I need a recommendation for what to do with a LIRA (Locked-In Retirement Account). Keep in mind I am clueless when it comes to investing. I worked 3 years in a union who held almost $10,000 for a pension that was somehow "locked" and I didn't know what to do with it. A family friend, who works for Investor's Group (yes I'm a sucker), said he could transfer it to one of their funds. It's in their "Investors Real Property-A" fund which has a MER of 2.53 (according to this link). If I Google Finance the fund, I see since it's inception in 2008 it hasn't gained anything. My clueless investing mind thinks I'm screwing myself with no gains while taking the MER hit. How screwed am I? Should I move my LIRA somewhere else, if so, how?


----------



## SpendLessEarnMore (Aug 7, 2013)

by the time I quit this January which is just over 3 years with the company I'll have an estimated $10,500 locked-in. 

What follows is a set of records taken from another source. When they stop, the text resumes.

PR #267, opened 2020-12-03
Add community page with calendar

jromero:
## Preview

localhost_1313_community_


content/community.md
```diff
@@ -0,0 +1,12 @@
++++
+title="Community"
+weight=2
+layout="community"
+summary="Cloud Native Buildpacks provide a unique solution to the image build process. See how it compares to the alternatives."
```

Currently to unlock the LIRA in Alberta for 2013 it's $10,220. It will go up in 2014 depending on the YMPE which usually goes up about 1k. So my estimate is $10,420.

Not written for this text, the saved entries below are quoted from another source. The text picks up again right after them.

PR #289, opened 2021-01-21
Add docs for using the cache-image flag

dwillist:
Signed-off-by: dwillist <dthornton@vmware.com>

This PR adds documentation for the `cache-image` flag. It should likely be expanded on with a section about how pack uses cache volumes & one about using cache images in CI. 

The PR does not use `ugo` to test the commands as they require docker hub authentication (which is difficult to automate).

### DIFF
--- a/content/docs/app-developer-guide/using-cache-image.md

I might have to quit a week early depending on how well the pension plan increases.

So if you want to withdraw your LIRA or transfer it to RRSP so that you won't be hit with taxes check what the guidelines are for your specific province.


----------



## OnlyMyOpinion (Sep 1, 2013)

G-Zilla - it sounds like at the very least you want/need your funds in a lower MER, better performing investment. 

But it also sounds like you may not comfortable as a do-it-yourself investor? Not sure if your Investor's 'advisor' can be approached and told straight up that you very unsatisfied and want to make changes. That could range from a better investment choice with them - to transferring your LIRA to another institution. 
I don't think you will find many/any fans of mutual funds on this forum, but what you do will depend on your willingness and comfort in understanding the choices available - read up on their products, performance and MER's so you are not talked into something you are unhappy with later. What would it cost to exit the fund and transfer your LIRA to another institution, etc. Do you already have another registered account(s) with another institution that you are satisfied with?
Remember any mututal fund company 'advisor' is going to try to convince you to keep your money with them. For you it might be the right choice or it might not. Just remember that it is your money so utimately you need to be responsible for it. Don't be intimidated.

We crossed a similar bridge a number of years ago but were prepared to look after our own investing at that point. The receiving institution (TDW) did the transfer paperwork (LIRA, RRSP, whatever) and we didn't even deal with the mutual fund company.

On the subject of a LIRA, and similar to the earlier post - we had a small defined benefit pension that we trandsferred to a LIRA that TDW opened for us. Then we took advantage of the eligible one time 50% withdrawl (if you are over 50 in Alberta) and transferred that to our TDW sef-directed RRSP. That withdrawl meant that the balance remaining in the LIRA was a 'small amount' (<$10k) so we were able to unlock it and also transfer the balance of the LIRA to our RRSP. We like to keep our assets consolidated rather than 'here and there' in 'dribs and drabs' which get too difficult to track and suffer in performance if you are dealing with small balances and fees. TDW was good in handling the necessary forms. Check your provincial LIRA guidelines as each may vary (Google 'unlock lira in alberta', etc.).

Good luck!


----------



## AltaRed (Jun 8, 2009)

One issue not mentioned is that the money is in an IG mutual fund. These funds cannot be transferred to other institutions. The OP would incur penalties to first sell the fund before then transferring the cash to another institution. Beware proprietary funds in outfits like IG.


----------